PR #2231, opened 2022-12-30
Add imu_factory_calibration docs

nicovanduijn:
I noticed the IMU factory calibration is a little known, mostly undocumented PX4 feature. I've been met with a lot of confusion (including myself) about how it works, so I decided to document it.

Given my own confusion on how it actually works, I would insist on a fact-check by someone more knowledgeable prior to merging this. Great candidates would be one of @cmic0 @bkueng or @bresch


hamishwillee (approved):
@nicovanduijn Thanks very much for this - I did not know the feature existed.

I have moved this out of "standard/basic configuration" into the advanced configuration section. Generally the basic configuration is for those things that an end user with an RTF airframe would need to do. The advanced config is for everything else.

I have also subedited this a little "to my taste". Essentially that means cross linking to parameters and other docs and summarizing/removing repetition. There isn't any more (or less) information than you had.

I've approved, but let's get technical confirmation from the other people your recommended.

en/advanced_config/README.md
```diff
@@ -1,10 +1,32 @@
...
+Note that the [peripheral hardware](../peripherals/README.md) documentation contains configuration that is specific to particular sensors and actuators.
  
 :::tip
-The topics are useful if you are creating a new airframe type or significantly modifying a supported frame.
-Generally if you're using a [supported airframe](../airframes/airframe_reference.md#copter) (e.g. from [QGroundControl > Airframe](../config/airframe.md)) the default tuning and configuration should be acceptable. 
+If working with an existing kit or ready-to-fly airframe you should only need the [Basic Configuration](../config/README.md). 
 :::
 
-For the standard configuration appropriate to every vehicle see: [Basic Configuration](../config/README.md).
+Topics include:
```
hamishwillee, line 12: As an aside, I'm open to suggestions on how to better integrate the configuration information. At the moment we have 
- Basic Config 
  - the stuff everyone building an airframe will need to do - even if building a standard airframe reference frame.
  - Some of this would even need to be done for RTF or kit vehicle - such as compass calibration, which might drift
- Advanced config - vehicle specific stuff, factory imu configuration, serial port/mavlink config
- Peripherals - individual sensors and busses (e.g. UAVCAN) have some setup info. 

This structure is pretty good if you're unfamiliar with drones and you're starting with a canned multicopter airframe or a kit frame - because you only see what you need to understand the FC assembly and wiring. But if you come in with interest in VTOL or FC, or if you come in as an OEM some of this stuff is more hidden.

I am wondering if we might be better, at least for config, having

- Configuration
  - Basic Configuration
  - MC Config
  - VTOL
  - FW
  - Factory?
  - Other categories?
  
My motivation is to reduce the sidebar and keep all configuration and calibration together. I'd still keep specific sensor/actuator configuration and setup in the respective hardware docs.

Is this better/worse? Are there any other topics you'd group in "factory/OEM"? Should we consider doing it more like ArduPilot and dividing up by vehicle type (harder!)

nicovanduijn: I don't think my opinion carries a lot of weight, but I would personally not split these up by airframe types. I think the chances of having to duplicate some information is pretty high.

I'd prefer not to stall this PR for such a restructuring discussion though, unless you think those are tightly coupled?

en/advanced_config/imu_factory_calibration.md
```diff
@@ -0,0 +1,30 @@
+# IMU Factory Calibration
+
+PX4 OEM manufacturers can perform an IMU factory calibration in order to store persistent values for the accelerometer, gyroscope and magnetometer biases into persistent EEPROM.
+This ensures that end users can always reset vehicle configurations and tuning to a safe, flying state.
+
+This procedure will write the following parameters to `/fs/mtd_caldata`: [CAL_ACC*](../advanced_config/parameter_reference.md#CAL_ACC0_ID), [CAL_MAG*](../advanced_config/parameter_reference.md#CAL_MAG0_ID), [CAL_GYRO*](../advanced_config/parameter_reference.md#CAL_GYRO0_ID).
+This data will then be used when the parameters are set (or reset) to their default values.
+
+:::warning
+This feature is dependent on the availability of storage at `/fs/mtd_caldata`.
```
□ □ □
Task objective =>
In the listing above, how many lines include the string "even"? Reply with the number alone.

Result of the exercise =>
2